7 de fevereiro de 2014

No porta malas guardei o presente que eu lhe comprei!

Eu quero sair correndo, fugir um pouco, aprender a dirigir, pegar um fusca e voar pela estrada com um som no último volume. Comigo, eu qero apenas meus pensamentos como companhia. No porta mala eu guardo o presente que eu lhe comprei neste natal, eu queria lhe encontrar e lhe entregar, mas a sua cabeça dura e sua ignorancia acabou criando um muro alto e sombrio entre nós dois.
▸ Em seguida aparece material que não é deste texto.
PR #6298, opened 2024-06-12
CI: Only send flaky test notice once

potatowagon:
## Description
Previously flaky test notice is sent on each call-e2e-test.yml failure. we just need to send once for each e2e test job. so moving the notice trigger after the main e2e test job completes. there are 2 entrypoints to that, in tests-extended.yml & after-approval.yml

### Before

flaky test notice posts on every e2e test failure

### After

flaky test notice only post once per e2e test job failure

https://github.com/facebook/lexical/pull/6298#issuecomment-2162444144

Screenshot 2024-06-12 at 4 56 06 PM

tested
1. e2e job has pass and fail runs -> trigger notice
2. e2e job all fail runs -> trigger notice

^ tested using the extended-test flow

will wait for approval to test after approval flow


.github/workflows/after-approval.yml
```diff
@@ -22,6 +22,18 @@ jobs:
     if: needs.pre_job.outputs.should_skip != 'true' && (github.event.review.state == 'approved' && !contains(github.event.pull_request.labels.*.name, 'extended-tests'))
     uses: ./.github/workflows/call-e2e-all-tests.yml
 
+  flaky-test-notice:
+    needs: e2e-tests
+    runs-on: ubuntu-latest
+    if: always()
```
Sahejkm, line 28: is this needed ? if its always gonna execute

.github/workflows/tests-extended.yml
```diff
@@ -17,6 +17,18 @@ jobs:
     if: github.repository_owner == 'facebook' && contains(github.event.pull_request.labels.*.name, 'extended-tests')
     uses: ./.github/workflows/call-e2e-all-tests.yml
 
+  flaky-test-notice:
+    needs: e2e-tests
+    runs-on: ubuntu-latest
+    if: always()
```
Sahejkm, line 23: ^

.github/workflows/after-approval.yml
potatowagon: yup its needed, because if e2e-tests job is not completed successfully, this job skips entirely unless if: always() is specified

potatowagon: this is the commit that tested the above observation: https://github.com/facebook/lexical/pull/6298/commits/363203a487ae549f877ceffda4a3a1b5c6218c5d

Sahejkm (approved):

Sahejkm (approved):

Meu estofado está tão novo e as únicas marcas que eu deixei cair sobre ele foram as gotas de algumas ínuteis laágrimas que insistem em cair e deixar um caminho no meu rosto. No banco de trás não levo amigos e naquela mochila verde guardo duas garrafas de bebidas alcoolicas.

Elas com certeza não vão deixar meus pensamentos organizados, não vão conseguir montar esse quebra cabeça que é minha vida, mas vão me distrair pelo menos pelo tempo que eu preciso. Estou sendo covarde eu sei, geralmente eu subo no ringue e luto.

Porém, eu ja estou tentando ganhar essa batalha a uns meses e não consigo, irei enlouquecer, preciso de uma pausa, necessito respirar, tentar não pensar nisso, ou pensar de uma maneira diferente. Ja comecei a achar que essa guerra na verdade é comigo mesmo.

Enquanto eu me escondo eu lhe escreverei cartas, quem sabe você não muda seus pensamentos e resolve voltar atras? No fundo eu sei que você tem razão e você está certo, sim eu sei, mas não deveria agir assim dessa forma, a maneira como a gente diz até mesmo um 'adeus' magoa literalmente para sempre!